Data captured or updated by the app on a device needs to be sent via the AppSheet server to the cloud provider. This can be one of the slowest aspects of the Sync process because the changes have to be made sequentially (to ensure correctness). Conceptually, there are four ways to improve this aspect of Sync performance:
Reduce the number of updates
Reduce the amount of data sent with each update (eg: images captured per row)
Reduce the amount of computation (eg: workflow rules) that must happen with each update
Apply these changes in the background so that the user does not need to wait for them to complete.
1. Reduce the number of updates
The design of the app sometimes increases the number of updates that are created. For example, if three different column values of the same row are modified using Quick Edit, this creates three different updates. However, using a form to edit the row and make all three changes produces just a single update.

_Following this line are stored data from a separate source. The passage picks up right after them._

PR #5534, opened 2023-05-17
Presentation: Accept `Buffer` responses from addon

grigasp:
imodel-native PR: https://github.com/iTwin/imodel-native/pull/283
imodel-native: https://github.com/iTwin/imodel-native/tree/presentation/avoid-native-string-copy-to-napi-string

### DIFF
--- a/presentation/backend/src/presentation-backend/NativePlatform.ts
+++ b/presentation/backend/src/presentation-backend/NativePlatform.ts
@@ -153,8 +153,7 @@ export const createDefaultNativePlatform = (props: DefaultNativePlatformProps): 
       return this.createSuccessResponse(response);
     }
     private handleConvertedResult<TSource, TTarget>(response: IModelJsNative.ECPresentationManagerResponse<TSource>, conv: (s: TSource) => TTarget): NativePlatformResponse<TTarget> {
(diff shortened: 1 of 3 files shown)


saskliutas (approved):

presentation/backend/src/presentation-backend/NativePlatform.ts
```diff
@@ -194,7 +198,7 @@ export const createDefaultNativePlatform = (props: DefaultNativePlatformProps):
       const response = this._nativeAddon.handleRequest(db, options);
       cancelEvent?.addOnce(() => response.cancel());
       const result = await response.result;
-      return this.handleResult<string>(result);
+      return this.handleConvertedResult<Buffer, string>(result, (buffer) => buffer.toString());
```
pmconne, line 201: If some app upgrades their backend (or we upgrade GPB that they use) without updating their frontend, won't they start receiving `Buffer`s from presentation requests that they won't know what to do with?

grigasp: Our RPC didn't change - we send a string as before. It's just that the addon doesn't do the native string to `Napi::String` copy anymore.

PR #5537, opened 2023-05-17
Revert breaking AppUI removals

GerardasB:
Revert AppUI removals that are breaking already released AppUI 4.0.0 when running with CRA.


raplemie (approved):
LGTM

PR #5544, opened 2023-05-18
Fix finalize-release workflow

DanRod1999:
fix issue with old workflow. Need to test if this works in ubuntu vm


aruniverse:
is this pr still needed / relevant since we now have https://github.com/iTwin/itwinjs-core/pull/5746?

DanRod1999:
> is this pr still needed / relevant since we now have #5746?

No, closing now, and still working on revising that PR.

PR #5548, opened 2023-05-19
Decode iMdl tiles in worker

### LINKED ISSUE #5247: Reassemble vertex tables in a web worker

pmconne:
Replaces #5477.
Fixes #5247. For now this is primarily an improvement when applying schedule animation script to the tiles on the front-end. But we expect to add some other processing (like generating edges) that should be done off the main thread too.

The worker script delivered with @itwin/core-frontend is 900kb uncompressed. (For comparison, @itwin/core-frontend is 31.8mb uncompressed, and @itwin/geometry-core is 25mb uncompressed).

A looong time ago, Barry wrote a `WebWorkerManager` to manage a pool of workers for a given task. It was never used, and it wasn't suitable here where the goal is **not** to run multiple simultaneous tasks, but rather to move individual tasks off the main thread. Its API was also not great - requiring lots of boilerplate (subclasses for every little thing) and providing no type-safety (`any` everywhere). I deleted it.

I added a `WorkerProxy` concept that takes an interface defining the methods to be provided by the worker and splits it into two: the implementation on the worker thread, and a proxy object that can invoke those methods asynchronously from the main thread. Both are type-safe.

There were various ways I could have organized the worker code. The most straightforward is to include it in core/frontend. The main drawback is that doing so makes it easy to accidentally import+use (perhaps indirectly) APIs that shouldn't (or mustn't!) be used in a worker; and to accidentally import tons of code for transitive dependencies that, despite being unused, can spectacularly bloat the size of the worker script (ex: tree-shaking applies to whole classes, not individual methods thereof). To reduce these risks I introduced the following directory structure:
```
core/frontend/
  common/ # APIs usable in workers and main thread; must not import from outside common/
  workers/ # Must import only from common/
  "everything else" # Code that belongs only on the main thread.
```
It would be "cleaner" if "everything else" was in a `main/` subdirectory, but I don't want to touch every single file in this PR. We *should* consider adding a lint rule that will enforce the constraints described above. Note, I only moved code to common/ that I actually needed for the iMdl parser worker. When we implement additional workers, more code will presumably move there.

Tile decoding is handled by an `ImdlDecoder`. There is one unique decoder object per unique schedule script being employed by any tile tree at any given time (including one decoder for all trees that have no schedule script). Each `IModelTileTree` acquires its decoder in its constructor and releases it in its `dispose` method. A decoder makes use of an `ImdlParser` which interfaces with the worker. Parsers (and therefore decoders) are reference-counted. Yes, that seems weird in a garbage-collected language, but alternatives involving `WeakRef` and `WeakMap` were evaluated and found even more awkward. We have one parser per script because the scripts can be huge (10s of MB) and we don't want to have to pass that from the main thread to the worker every time we decode a tile; also, we cache some information on the script for reuse on subsequent decodings, which would be lost when transferring it to the worker or changing the worker's current script.

Files with actual functional changes (all in core/frontend) - everything else is just moving existing code around and adjusting `import` statements accordingly:
```
package.json
src/
  common/
    WorkerProxy.ts
    imdl/ParseImdlDocument.ts
  test/
    tile/ImdlParser.test.ts
    worker/*
  tile/
    ImdlParser.ts
    ImdlDecoder.ts
    ImdlReader.ts
    IModelTile.ts
    IModelTileTree.ts
  workers/*
```

TODO:
- [x] Evaluate ImageTests results.
  - 1 difference in the Zoom3 view that was flaky in previous PR too.
- [x] Enable worker for batched tiles.
- [x] Fix electron full stack tests failing to locate worker script.
- [x] Fix documentation errors
  -  Topic RegisterWorker does not have a @docs-group-description in core-frontend.ts. Please add a description.
  - Topic Worker does not have a @docs-group-description in core-frontend.ts. Please add a description.


pmconne:
Failing core-full-stack-tests:
```
  5 failing

  1) IModelTileRequestChannels
       CloudStorageCacheChannel
         falls back to RPC if content is not found:

      AssertionError: expected 4 to equal 3
      + expected - actual

      -4
      +3

      at Context.<anonymous> (home/paul/c/j2/s/itwinjs/full-stack-tests/core/src/frontend/standalone/tile/TileRequest.test.ts:109:34)

  2) IModelTileRequestChannels
       CloudStorageCacheChannel
         is not used again after cache miss:

      AssertionError: expected 4 to equal 3
      + expected - actual

      -4
      +3

      at Context.<anonymous> (home/paul/c/j2/s/itwinjs/full-stack-tests/core/src/frontend/standalone/tile/TileRequest.test.ts:132:34)

  3) IModelTileRequestChannels
       Metadata cache channel
         is used first:

      AssertionError: expected 4 to equal 3
      + expected - actual

      -4
      +3

      at Context.<anonymous> (home/paul/c/j2/s/itwinjs/full-stack-tests/core/src/frontend/standalone/tile/TileRequest.test.ts:186:34)

  4) IModelTileRequestChannels
       Metadata cache channel
         caches metadata from RPC:
     AssertionError: expected undefined not to be undefined
      at Context.<anonymous> (home/paul/c/j2/s/itwinjs/full-stack-tests/core/src/frontend/standalone/tile/TileRequest.test.ts:247:32)

  5) IModelTileRequestChannels
       Metadata cache channel
         is not used again after cache miss:

      AssertionError: expected 4 to equal 3
      + expected - actual

      -4
      +3

      at Context.<anonymous> (home/paul/c/j2/s/itwinjs/full-stack-tests/core/src/frontend/standalone/tile/TileRequest.test.ts:289:34)
```

pmconne:
<summary>Hanging core full stack tests, electron only.
<details>
```

  1) IModelTileRequestChannels
       CloudStorageCacheChannel
         is used first:
     Error: Timeout of 240000ms exceeded. For async tests and hooks, ensure "done()" is called; if returning a Promise, ensure it resolves.


  2) IModelTileRequestChannels
       CloudStorageCacheChannel
         falls back to RPC if content is not found:
     Error: Timeout of 240000ms exceeded. For async tests and hooks, ensure "done()" is called; if returning a Promise, ensure it resolves.


  3) IModelTileRequestChannels
       CloudStorageCacheChannel
         is not used again after cache miss:
     Error: Timeout of 240000ms exceeded. For async tests and hooks, ensure "done()" is called; if returning a Promise, ensure it resolves.


  4) IModelTileRequestChannels
       Metadata cache channel
         is used first:
     Error: Timeout of 240000ms exceeded. For async tests and hooks, ensure "done()" is called; if returning a Promise, ensure it resolves.


  5) IModelTileRequestChannels
       Metadata cache channel
         caches metadata from RPC:
     Error: Timeout of 240000ms exceeded. For async tests and hooks, ensure "done()" is called; if returning a Promise, ensure it resolves.


  6) IModelTileRequestChannels
       Metadata cache channel
         is not used again after cache miss:
     Error: Timeout of 240000ms exceeded. For async tests and hooks, ensure "done()" is called; if returning a Promise, ensure it resolves.
```
</details>
</summary>

pmconne:
@wgoehrig do you understand why electron cannot access assets when running electron tests? This is not a new problem - [hypermodeling test](https://github.com/iTwin/itwinjs-core/blob/ae7e969dc643c2b17bd6c6a1310ca86d179e8fbb/full-stack-tests/core/src/frontend/hub/HyperModeling.test.ts#L207) is skipped in electron for the same reason.

pmconne:
> I see a reference to `parse-imdl-worker.js` but can't quite find that file

It is generated from the code in workers/ImdlParser/.
JS filename defined in [webpack config](https://github.com/iTwin/itwinjs-core/blob/b3479052441a398aefe1a6bc880d7fdb56119a78/core/frontend/src/workers/ImdlParser/webpack.config.js#L19).

> I'm probably overlooking something in the large diff.

Ignore most of the changed files; the ones requiring review are listed in the PR description.

markschlosseratbentley (approved):

core/frontend/src/test/tile/ImdlParser.test.ts
```diff
@@ -0,0 +1,276 @@
...
+    const parser = acquireImdlParser({});
+    await expect(parser.parse({
+      data: new Uint8Array(12),
+      batchModelId: "0x123",
+      is3d: true,
+      maxVertexTableSize: 4096,
+    })).to.be.eventually.rejectedWith(RangeError);
+  });
+
+  it("transfers the array buffer to the worker and back", async () => {
```
DStradley, line 153: What does "and back" mean here, since data gets moved and you are checking that its length is 0?

pmconne, line 153:
```suggestion
  it("transfers the array buffer to the worker", async () => {
```

pmconne: It's meaningless. Removed.

DStradley (approved):

wgoehrig (approved):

Similarly, be cautious with the use of app actions that make changes to a large number of rows. While these changes appear instantaneously to the app user, they all have to be synced to the backend.
2. Reduce the amount of data sent
Rows that involve images add significantly to the amount of data sent per update. We have seen customers build apps with more than ten image columns per row. This adds inefficiency not just to the initial Add Row action but also to subsequent updates to the row.
You can control the resolution of uploaded images via an option in the UX -> Options pane. Obviously, if you choose to upload images at a higher resolution, this significantly increases the amount of data transferred during Sync.
3. Reduce the amount of computation
There are two sources of computation when an update is synced. The first source is the use of any spreadsheet formulas. For example, Google Sheets will recompute all affected spreadsheet formulas on every single update. if you have expensive formulas (eg: computing aggregates across all the entries in the spreadsheet), this can add significant delays.
Workflow rules are the other source of computation overhead. On every update, the workflow rules in your app have to be evaluated. Depending on the logic in the rule condition and rule action, this could be a trivial overhead or it could be significant. In particular, workflow rules that make data changes to other rows can add significant overhead to each update that is synced.
While these delays may be insignificant for a single update, you should consider the actual usage patterns of your app and the cumulative effect of these overheads. For example, if a user expects to collect many data changes during the day with Delayed Sync enabled, then come back to the office to sync all the changes, it may take quite a while for the sync to complete.
4. Sync changes in the background
You can turn on automatic updates in the Offline & Sync tab in the Behavior window. When these are turned on, local changes by a user will be sent to the server. It takes about 30 minutes to read back the latest data from other users' changes.